> _Work required_:
Copy each line of the material below that includes the string "want".

> _Data extracts_:
%%
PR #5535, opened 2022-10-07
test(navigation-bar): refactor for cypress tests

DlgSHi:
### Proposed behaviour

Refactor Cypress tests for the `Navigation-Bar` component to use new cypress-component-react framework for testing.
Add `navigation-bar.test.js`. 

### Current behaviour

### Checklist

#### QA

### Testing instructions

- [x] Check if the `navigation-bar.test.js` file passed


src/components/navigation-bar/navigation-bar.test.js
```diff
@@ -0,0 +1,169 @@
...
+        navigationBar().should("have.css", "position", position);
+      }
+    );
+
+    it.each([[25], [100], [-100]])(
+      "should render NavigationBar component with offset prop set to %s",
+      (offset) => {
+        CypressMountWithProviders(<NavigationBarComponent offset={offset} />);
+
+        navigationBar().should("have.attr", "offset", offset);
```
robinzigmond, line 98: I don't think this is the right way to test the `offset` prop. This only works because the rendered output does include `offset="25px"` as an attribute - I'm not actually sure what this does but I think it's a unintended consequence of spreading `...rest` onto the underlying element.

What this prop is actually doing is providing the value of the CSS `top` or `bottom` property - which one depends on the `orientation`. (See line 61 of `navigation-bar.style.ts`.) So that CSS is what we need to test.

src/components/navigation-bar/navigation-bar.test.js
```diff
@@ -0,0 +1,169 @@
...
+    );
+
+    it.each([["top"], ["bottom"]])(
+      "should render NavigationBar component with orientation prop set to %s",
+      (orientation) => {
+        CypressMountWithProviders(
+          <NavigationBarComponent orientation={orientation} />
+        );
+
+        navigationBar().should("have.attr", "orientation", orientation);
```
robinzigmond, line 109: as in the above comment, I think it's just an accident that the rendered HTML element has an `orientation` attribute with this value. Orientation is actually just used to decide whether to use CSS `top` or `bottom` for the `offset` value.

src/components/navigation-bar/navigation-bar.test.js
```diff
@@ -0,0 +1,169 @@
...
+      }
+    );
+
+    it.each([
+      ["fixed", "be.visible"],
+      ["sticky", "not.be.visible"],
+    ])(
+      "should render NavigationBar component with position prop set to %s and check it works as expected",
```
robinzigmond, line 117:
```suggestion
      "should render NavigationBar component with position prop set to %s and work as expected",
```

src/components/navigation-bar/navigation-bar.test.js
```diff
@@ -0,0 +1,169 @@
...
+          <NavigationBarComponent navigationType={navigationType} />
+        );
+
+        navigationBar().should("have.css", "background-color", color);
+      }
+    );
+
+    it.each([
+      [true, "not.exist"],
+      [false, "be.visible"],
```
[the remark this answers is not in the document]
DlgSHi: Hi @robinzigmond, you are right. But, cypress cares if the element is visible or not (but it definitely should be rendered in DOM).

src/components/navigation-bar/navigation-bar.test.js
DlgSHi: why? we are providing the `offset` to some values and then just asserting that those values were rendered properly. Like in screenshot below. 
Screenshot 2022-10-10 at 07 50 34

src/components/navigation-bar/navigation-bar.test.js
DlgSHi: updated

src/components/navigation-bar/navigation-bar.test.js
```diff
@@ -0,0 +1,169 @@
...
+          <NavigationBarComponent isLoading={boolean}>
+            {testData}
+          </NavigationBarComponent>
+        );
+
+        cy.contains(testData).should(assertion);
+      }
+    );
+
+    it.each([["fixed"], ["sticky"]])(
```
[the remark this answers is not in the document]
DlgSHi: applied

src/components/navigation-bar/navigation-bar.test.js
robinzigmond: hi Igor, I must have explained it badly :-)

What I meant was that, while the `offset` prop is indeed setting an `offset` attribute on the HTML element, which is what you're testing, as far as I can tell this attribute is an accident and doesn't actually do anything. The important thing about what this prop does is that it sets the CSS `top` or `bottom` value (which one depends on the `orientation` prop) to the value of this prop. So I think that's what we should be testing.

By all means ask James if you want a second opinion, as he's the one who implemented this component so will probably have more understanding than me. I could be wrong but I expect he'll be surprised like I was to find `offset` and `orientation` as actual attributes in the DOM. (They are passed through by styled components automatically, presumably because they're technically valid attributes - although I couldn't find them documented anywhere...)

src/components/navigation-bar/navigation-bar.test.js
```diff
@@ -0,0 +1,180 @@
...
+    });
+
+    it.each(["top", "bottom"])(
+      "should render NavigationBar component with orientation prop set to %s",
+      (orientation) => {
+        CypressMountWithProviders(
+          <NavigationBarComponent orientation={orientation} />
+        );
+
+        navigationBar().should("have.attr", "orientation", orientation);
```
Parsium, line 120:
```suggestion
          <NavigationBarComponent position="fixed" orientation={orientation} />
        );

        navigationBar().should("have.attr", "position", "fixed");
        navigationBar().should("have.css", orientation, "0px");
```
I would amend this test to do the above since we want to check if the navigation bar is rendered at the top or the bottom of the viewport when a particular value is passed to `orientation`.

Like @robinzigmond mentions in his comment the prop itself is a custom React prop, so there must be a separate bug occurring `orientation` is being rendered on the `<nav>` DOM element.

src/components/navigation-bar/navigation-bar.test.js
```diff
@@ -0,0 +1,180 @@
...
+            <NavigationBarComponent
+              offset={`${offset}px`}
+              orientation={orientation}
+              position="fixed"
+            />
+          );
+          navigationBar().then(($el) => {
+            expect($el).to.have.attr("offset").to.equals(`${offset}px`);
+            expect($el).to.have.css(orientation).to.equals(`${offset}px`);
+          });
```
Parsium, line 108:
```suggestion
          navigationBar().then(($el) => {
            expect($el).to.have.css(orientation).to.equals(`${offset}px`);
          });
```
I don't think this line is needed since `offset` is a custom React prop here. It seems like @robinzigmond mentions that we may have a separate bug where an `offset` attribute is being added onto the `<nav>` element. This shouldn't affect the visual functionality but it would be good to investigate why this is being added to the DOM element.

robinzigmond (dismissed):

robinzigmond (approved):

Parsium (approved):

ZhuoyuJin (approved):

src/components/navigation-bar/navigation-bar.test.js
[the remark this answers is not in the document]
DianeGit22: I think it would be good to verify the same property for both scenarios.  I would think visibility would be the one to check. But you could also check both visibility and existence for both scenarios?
%%
> _Answer section_:
By all means ask James if you want a second opinion, as he's the one who implemented this component so will probably have more understanding than me. I could be wrong but I expect he'll be surprised like I was to find `offset` and `orientation` as actual attributes in the DOM. (They are passed through by styled components automatically, presumably because they're technically valid attributes - although I couldn't find them documented anywhere...)
I would amend this test to do the above since we want to check if the navigation bar is rendered at the top or the bottom of the viewport when a particular value is passed to `orientation`.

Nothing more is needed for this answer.